Doing email better, or better, not doing email at all

January 14, 2015 — May 10, 2022

computers are awful
computers are awful together
faster pussycat
Figure 1: This is, I promise, truly about early mail standards.

Email. What a disaster. Wastes time. Hard to secure. Ubiquitous.

Some seek to avoid it, entirely for good reasons

This phenomenon can be thought of as a potent modern tragedy of the commons. The commons in question here is the world’s pool of attention. Email makes it just a little too easy to grab a piece of that attention. The unintended consequence of all those little acts of grabbing, is a giant rats nest of voracious demands on our time, energy and sanity.
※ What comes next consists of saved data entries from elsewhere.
PR #696, opened 2020-03-26
Fix search suffix for windows web app

cindylovescoding:
Websites service is already defined as an injectable to be provided in "Root". To make sure the service is a singleton, it should not be provide in a lazy loaded module in websitesmodule again.


SharmaAjay19:
Nice! You are shooting down bugs in their cradle. Hopefully, now we can enable the genie flow for other subscriptions :)

PR #702, opened 2020-04-03
Call refresh on dynamic activate router component

cindylovescoding:
1. Add a separate service specifically for detector command in the new UI
2. Calling refresh() function of the current activated router component


cindylovescoding:
Fixed this in another PR.

PR #703, opened 2020-04-06
Hard refresh for refreshing request

cindylovescoding:
This seems like the only solution I can find so far to make this refreshing completely working. 
https://ms.portal.azure.com/?websitesextension_ext=asd.env%3Dstaging#home

In this solution, I only unsubscribe the observer in ngDestroy function. Meaning as long as the component instance is still in the routing cache and getting reused, it will be still listening to the refresh signal from detector control service. I am thinking if this is the right way to do, but since we are already maintain those cached component instances, then maybe we should also maintain their subscribing states to make it a complete story.

The side effect is that it's making all the get detector response calls for the cached components whenever we refresh a detector. Need to find a way to minimize the calls.


cindylovescoding:
@XiaoxuHU Local is always working. You can help verify on staging, that will tell us if that's working on prod.
Also I fix the unnecessary get detectors calls as well in the 2nd commit.

PR #707, opened 2020-04-10
Added HTTP GET to Invoke API

hforeste:
Currently, Invoke API is HTTP POST so it requires it either be called with some tool like postman or fiddler or from Applens UI. 
This PR adds HTTP GET for the Invoke API so the API can be directly called from the browser
This is just a scenario for when you only need a JSON response from the backend and its unnecessary to add UI elements to the Applens UI.
Can quickly be called from the browser with https://applens.azurewebsites.net?path={some_diagnostic_backend_path}&method={http_verb}

### DIFF
--- a/ApplensBackend/Controllers/DiagnosticController.cs
+++ b/ApplensBackend/Controllers/DiagnosticController.cs
@@ -11,12 +11,14 @@ using System.Net;
 using System.Net.Http;
 using System.Net.Http.Headers;
 using System.Threading.Tasks;
+using AppLensV3.Helpers;
 using AppLensV3.Services;
 using Microsoft.AspNetCore.Authorization;
 using Microsoft.AspNetCore.Hosting;
 using Microsoft.AspNetCore.Http;
 using Microsoft.AspNetCore.Mvc;
 using Microsoft.Extensions.Configuration;
+using Microsoft.Net.Http.Headers;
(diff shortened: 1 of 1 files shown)


ApplensBackend/Controllers/DiagnosticController.cs
```diff
@@ -85,6 +87,35 @@ public IActionResult Ping()
...
+                return BadRequest(reason);
+            }
+
+            this.HttpContext.Request.Headers.Add(PathQueryHeader, path);
+            this.HttpContext.Request.Headers.Add(MethodHeader, method);
+            this.HttpContext.Request.Headers.Add(HeaderNames.ContentType, "application/json");
+
+            try
+            {
+                response = await Invoke(null);
```
rekhaswaminathan, line 108: Does this pass the `Request.Headers` also? It look like you're calling the ControllerMethod Invoke right?

hforeste: Yep just calling the controller method. The necessary headers are passed in the above 
```         
this.HttpContext.Request.Headers.Add(PathQueryHeader, path);
this.HttpContext.Request.Headers.Add(MethodHeader, method);
this.HttpContext.Request.Headers.Add(HeaderNames.ContentType, "application/json");

```

PR #716, opened 2020-04-20
CXP chat case creation

nmallick1:
Take diagnostics consent from the customer in chat and popup and pass those options to the CXP API's to be used during case creation.

The updated UI looks as follows.

image


hforeste:
Does this include permission for things like event logs and other logs from OSS frameworks like php and etc?

nmallick1:
@hforeste Yes it does. Here's a link to public documentation that we open while clicking on information icon.

https://azure.microsoft.com/en-us/support/legal/support-diagnostic-information-collection/

PR #728, opened 2020-04-27
Fix Side Nav in Applens Staging

XiaoxuHU:


AngularApp/projects/diagnostic-data/src/lib/services/telemetry/telemetry.service.ts
```diff
@@ -43,14 +44,14 @@ export class TelemetryService {
         }
     ];
     constructor(private _appInsightsService: AppInsightsTelemetryService, private _kustoService: KustoTelemetryService,
-        @Inject(DIAGNOSTIC_DATA_CONFIG) private config: DiagnosticDataConfig, private _versionService: VersionService, private _activatedRoute: ActivatedRoute, private _router: Router,private _diagnosticSiteService:DiagnosticSiteService) {
+        @Inject(DIAGNOSTIC_DATA_CONFIG) config: DiagnosticDataConfig, private _versionService: VersionService, private _activatedRoute: ActivatedRoute, private _router: Router,private _diagnosticSiteService:DiagnosticSiteService) {
```
cindylovescoding, line 47: Why we want to make the config this public?

XiaoxuHU: Just for VS Code can highlight the **config** parameter after we use it in this service. (I think there is a bug in VS Code, even though we already used **config** parameter in our code,  it still can't highlight this parameter if we add **private** modifier after **@Inject**)

PR #732, opened 2020-05-01
Xiaoxu/accessibility

XiaoxuHU:
This PR fix all the [Sev1 bugs](https://msazure.visualstudio.com/Antares/_queries?tempQueryId=8e7d68fe-811b-43d9-8ba8-afc7da1af938) on my plate and also update the style for DynamicInsight rendering type to be same as insight

### DIFF
--- a/AngularApp/projects/diagnostic-data/src/lib/components/dropdown-v4/dropdown-v4.component.ts
+++ b/AngularApp/projects/diagnostic-data/src/lib/components/dropdown-v4/dropdown-v4.component.ts
@@ -82,12 +82,13 @@ export class DropdownV4Component extends DataRenderBaseComponent {
     this.fabDropdownWidth = this.calculateFabWidth(this.options);
   }
 
-  selectKey(key: string) {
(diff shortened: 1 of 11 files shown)


AngularApp/projects/diagnostic-data/src/lib/components/dropdown-v4/dropdown-v4.component.ts
```diff
@@ -82,12 +82,13 @@ export class DropdownV4Component extends DataRenderBaseComponent {
     this.fabDropdownWidth = this.calculateFabWidth(this.options);
   }
 
-  selectKey(key: string) {
+  selectKey(key: string,event:any) {
```
cindylovescoding, line 85: What is this for?

XiaoxuHU: this is for prevent navigating to the url that I added in href attribute in html. I added href is for accessibility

C&C social media, or email monsters.

But being realistic, we are already locked in to email, or at least, avoiding it means that someone else needs to do it for us. So, how can we minimise the harm?

Figure 2: The Oatmeal

1 Better clients

See email clients.

2 Contact syncing

See contacts and calendars.

3 Better providers

See email hosts.

Figure 3

4 Public key encryption (GPG and all that}

GPG encryption of messages to people in my chain of trust is something I could do. There are lots of nice ideas here. For example, it guarantees that the message is not ready by anyone at the mail server; spooks are required to compromise our computers to get at the mails. However, it is not so convenient for various reasons. Typically it breaks email search. Also, it requires me to put groundwork in to assembling a trusted address book of people who I trust, or to trust key exchange servers, which is probably OK but maybe if I am really going to go so far as to do that I should be not trusting third party infrastructure so much? idk. Also, realistically I should use a client which supports it, and they generally do so badly.

I am unconvinced this is worthwhile in general. Despite having all the tools to send GPG mail for twenty years, I have yet to find one single person who wants to correspond that way. That is enough decades of waiting for the time for this idea to come. It is not a good idea. Search for people hating GPG/PGP encryption UX online and find many people hatesplaining it. I just do not know which threat model this idea fits into. I am operating in a hostile state with an elite cadre of crypto nerds who decide that out of all the tools in the world it would be best to use … email?

In practice, half the time is spent getting people off facebook messenger.

5 No but actually what can I replace email with?

Which deficiencies do you wish to avoid? If it’s security you might do better with OTR chat clients, or tinfoil hat cryptopunk social networks.

6 Getting mail transport agents

a.k.a. mail server software. Basic level if you want to run you own MTA for sending messaged but you want some guarantees of privacy or security, you can host your own server, although it is rather tedious. The main, and as afar as I know, only, protocol is called SMTP, but there are many implementations. I have only used postfix. There are hip hackable alternatives like ZoneMTA and Haraka, but I have not used them.

If you want to run your own perhaps it is easier using an insta-deploy postfix server with mailinabox. Or you could use a commercial provider which will handle all the details. mailgun is an example of a hosted service that will send lotsa email for you via an API. Same with Sendgrid. I think Zed Shaw’s Lamson was also such a thing but is now abandoned.

6.1 Bulk mail

You know, newsletters etc. Are you building a machine to bulk email people messages about something or other? You probably don’t care so much about confidentiality in this case.

The dominant commercial player is mailchimp, but there are open source alternatives such as mautic (PHP) and mailtrain (node.js).